Returning to Turkey - 27 November 2007  | | Ottoman Military Band - Ph. by D. Santal |
Too often, when I visit a foreign country I approach my trip with long nurtured prejudices. I cannot help it. I love the arts: visual arts, architecture, music, good food (the culinary arts!)… I look forward to the surprises a foreign culture offers, I want to learn much about the history of a country, I even hope I will make personal contacts with people.
We just came back from our first in-depth visit of Turkey, actually of part of Turkey, the western part, as we only saw Istanbul, Ankara, Cappadocia and Ephesus. I was looking for the deeper roots of my western culture. On our list of “things to do”, there were museums, monuments, restaurants, concert halls and jazz clubs. We saw and enjoyed all of that, the depth of our explorations was dizzying.
In Istanbul, hoping to attend a concert of Turkish music, our inquiries led us to a most unexpected venue! The concierge of our hotel recommended the Museum of Military History, just a couple of blocks away: he told us that very often, in the afternoon, there are concerts of Ottoman music there. Until then, I would never have set foot in a military memorabilia museum largely because of my old anti-military attitudes, my lack of curiosity about arms, uniforms or soldiers... That afternoon, we were treated to music and harmonies our western ears were totally unaccustomed to: it sounded somewhat repetitious, but we got caught up in the enthusiastic beat and the joyful mood of the musicians and the spectators: we thoroughly enjoyed the performance, the spectacle, for spectacle it was as well.

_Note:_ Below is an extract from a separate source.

PR #4342, opened 2016-03-16
[core] Implement a vacuum strategy for the offline database

### LINKED ISSUE #4340: Better vacuum behavior for offline database
The offline database currently has no vacuum behavior: once it reaches a certain size on disk, it will never get smaller, even if you delete offline regions. (It will however reuse emptied pages within the database.)

If the database size becomes larger than the target size set by the `maximumCacheSize` parameter (default 50 MB), the following warning message is printed:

Another amazing surprise, also in connection with Turkish culture, was our exposure to the famed Whirling Dervishes. One late evening, in Cappadocia, as we were wondering about what to do next, Cihan, our guide, suggested Whirling Dervishes. When we entered the performing space, we were given pamphlets explaining the service and the customs; I had no idea it was a religious service, I expected a dance with lots of men in white robes, reeling at full speed. Not at all! The dervishes are priests, so to speak, they perform a ceremony, and periodically spin like tops, but fairly slowly, while they form a circle around the room. It looked like a traditional dance, but it was not.
Both events took us out of our usual path, both were visually fantastic, and both helped us appreciate a wonderful country, very much like our own, yet different enough to satisfy our need to know it better for the differences.